* Stored data entries:
•••

PR #878, opened 2026-06-08
fix(mcp): bound python_exec budget and keep the shell channel clean on cancel

andrewgazelka:
## What
A `python_exec` budget is how long a run holds the kernel's one shared shell channel before it backgrounds, but nothing bounded it, and a client cancel could desync that channel. Two failure modes, one root area:

1. **Oversized budget blocks everything.** `await jobs['x']` with `budget=900` held the channel for 15 minutes, so every other `python_exec` (including status checks) blocked behind it.
2. **Cancel wedges the kernel.** Cancelling an in-flight `python_exec` threw `CancelledError` straight into `execute_interactive`, abandoning a half-read multipart reply on the shell socket. The socket desynced and every later call hung. This is the "I did mcp cancel and now nothing runs" wedge.

## Changes
- `Config.max_budget` (default 120s) caps the foreground hold. The `python_exec` tool clamps to it and surfaces a note so a clamped long wait is resumed by polling `jobs['x']`, not silently lost.
- `Kernel._execute` runs the request as a shielded task and, on cancel, drains the reply with the lock held before re-raising, so the shared channel is never left mid-message.
- Guide: keep `budget` small and poll, rather than sitting on a huge foreground wait.

## Test
Extends the wedge smoke (`packages/mcp/default.nix`):
- cancelling an in-flight `python_exec` leaves the channel usable for the next call;
- the tool clamps a 600s budget to the 2s cap (returns within the cap, says it clamped).

Verified green by running the wedge test against this branch.

> [!NOTE]
> ### Fix `python_exec` shell channel desync on cancel and clamp foreground budget to `max_budget`
> - Wraps the `execute_interactive` call in an `asyncio` task and shields it from client cancellation in [`kernel.py`](https://github.com/indexable-inc/index/pull/878/files#diff-ced4fbbdf05b4f126e987804d73fdc2d811511b346e4985a9996ae7903683d1c); on cancel, the reply is drained under lock and `_interrupt()` is called if the drain times out before re-raising.
> - Adds `max_budget: float = 120.0` to [`Config`](https://github.com/indexable-inc/index/pull/878/files#diff-33f6f17aed79724ba72211bc8bf9dc1da1bbdb38de56be7ace76cc09837929ca) as a hard ceiling on a single `python_exec` foreground budget.
> - Clamps the requested budget to `Config.max_budget` in the [`python_exec` MCP tool](https://github.com/indexable-inc/index/pull/878/files#diff-5663cdf400300f377c9e4e2b021527ebf564c20364f79a77d25f888b294320f6) and appends a note to the response when clamping occurs.
> - Extends JOBS guidance in [`guide.py`](https://github.com/indexable-inc/index/pull/878/files#diff-03416e032f2f437bc1f5feeb6a43b54379221e5b079c2b2a98873b435daa8a76) to advise keeping budgets small and polling for long-running jobs.
> - Behavioral Change: cancelling an in-flight `python_exec` no longer desync the shared shell channel; budgets above `max_budget` are silently clamped server-side.
>
> 
>
> <sup><a href="https://app.macroscope.com">Macroscope</a> summarized 687d4e6.</sup>
> 
>

### DIFF
--- a/packages/mcp/default.nix
+++ b/packages/mcp/default.nix
@@ -1079,7 +1079,7 @@ let
     # Result, jobs, the SIGUSR1/SIGUSR2 handlers) loads in the booted kernel,
     # exactly as the CLI wires it.
     os.environ["IPYTHONDIR"] = str(cli._prepare_ipython_startup(0))
-    config = Config(workdir=Path(tempfile.mkdtemp()), wedge_grace=1.0)
+    config = Config(workdir=Path(tempfile.mkdtemp()), wedge_grace=1.0, max_budget=2.0)
 
 
     async def main():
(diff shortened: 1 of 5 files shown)


andrewgazelka:
Applied: the cancel-drain now interrupts (SIGUSR2) when execute_interactive's timeout fires, so a synchronously-wedged cell is broken instead of waited out. Added a wedge-test case covering cancel of a sync-blocking cell. Commits 687d4e6a + the test.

•••

Please print out every entry again, exactly as it reads.

PR #878, opened 2026-06-08
fix(mcp): bound python_exec budget and keep the shell channel clean on cancel

andrewgazelka:
## What
A `python_exec` budget is how long a run holds the kernel's one shared shell channel before it backgrounds, but nothing bounded it, and a client cancel could desync that channel. Two failure modes, one root area:

1. **Oversized budget blocks everything.** `await jobs['x']` with `budget=900` held the channel for 15 minutes, so every other `python_exec` (including status checks) blocked behind it.
2. **Cancel wedges the kernel.** Cancelling an in-flight `python_exec` threw `CancelledError` straight into `execute_interactive`, abandoning a half-read multipart reply on the shell socket. The socket desynced and every later call hung. This is the "I did mcp cancel and now nothing runs" wedge.

## Changes
- `Config.max_budget` (default 120s) caps the foreground hold. The `python_exec` tool clamps to it and surfaces a note so a clamped long wait is resumed by polling `jobs['x']`, not silently lost.
- `Kernel._execute` runs the request as a shielded task and, on cancel, drains the reply with the lock held before re-raising, so the shared channel is never left mid-message.
- Guide: keep `budget` small and poll, rather than sitting on a huge foreground wait.

## Test
Extends the wedge smoke (`packages/mcp/default.nix`):
- cancelling an in-flight `python_exec` leaves the channel usable for the next call;
- the tool clamps a 600s budget to the 2s cap (returns within the cap, says it clamped).

Verified green by running the wedge test against this branch.

> [!NOTE]
> ### Fix `python_exec` shell channel desync on cancel and clamp foreground budget to `max_budget`
> - Wraps the `execute_interactive` call in an `asyncio` task and shields it from client cancellation in [`kernel.py`](https://github.com/indexable-inc/index/pull/878/files#diff-ced4fbbdf05b4f126e987804d73fdc2d811511b346e4985a9996ae7903683d1c); on cancel, the reply is drained under lock and `_interrupt()` is called if the drain times out before re-raising.
> - Adds `max_budget: float = 120.0` to [`Config`](https://github.com/indexable-inc/index/pull/878/files#diff-33f6f17aed79724ba72211bc8bf9dc1da1bbdb38de56be7ace76cc09837929ca) as a hard ceiling on a single `python_exec` foreground budget.
> - Clamps the requested budget to `Config.max_budget` in the [`python_exec` MCP tool](https://github.com/indexable-inc/index/pull/878/files#diff-5663cdf400300f377c9e4e2b021527ebf564c20364f79a77d25f888b294320f6) and appends a note to the response when clamping occurs.
> - Extends JOBS guidance in [`guide.py`](https://github.com/indexable-inc/index/pull/878/files#diff-03416e032f2f437bc1f5feeb6a43b54379221e5b079c2b2a98873b435daa8a76) to advise keeping budgets small and polling for long-running jobs.
> - Behavioral Change: cancelling an in-flight `python_exec` no longer desync the shared shell channel; budgets above `max_budget` are silently clamped server-side.
>
> 
>
> <sup><a href="https://app.macroscope.com">Macroscope</a> summarized 687d4e6.</sup>
> 
>

### DIFF
--- a/packages/mcp/default.nix
+++ b/packages/mcp/default.nix
@@ -1079,7 +1079,7 @@ let
     # Result, jobs, the SIGUSR1/SIGUSR2 handlers) loads in the booted kernel,
     # exactly as the CLI wires it.
     os.environ["IPYTHONDIR"] = str(cli._prepare_ipython_startup(0))
-    config = Config(workdir=Path(tempfile.mkdtemp()), wedge_grace=1.0)
+    config = Config(workdir=Path(tempfile.mkdtemp()), wedge_grace=1.0, max_budget=2.0)
 
 
     async def main():
(diff shortened: 1 of 5 files shown)


andrewgazelka:
Applied: the cancel-drain now interrupts (SIGUSR2) when execute_interactive's timeout fires, so a synchronously-wedged cell is broken instead of waited out. Added a wedge-test case covering cancel of a sync-blocking cell. Commits 687d4e6a + the test.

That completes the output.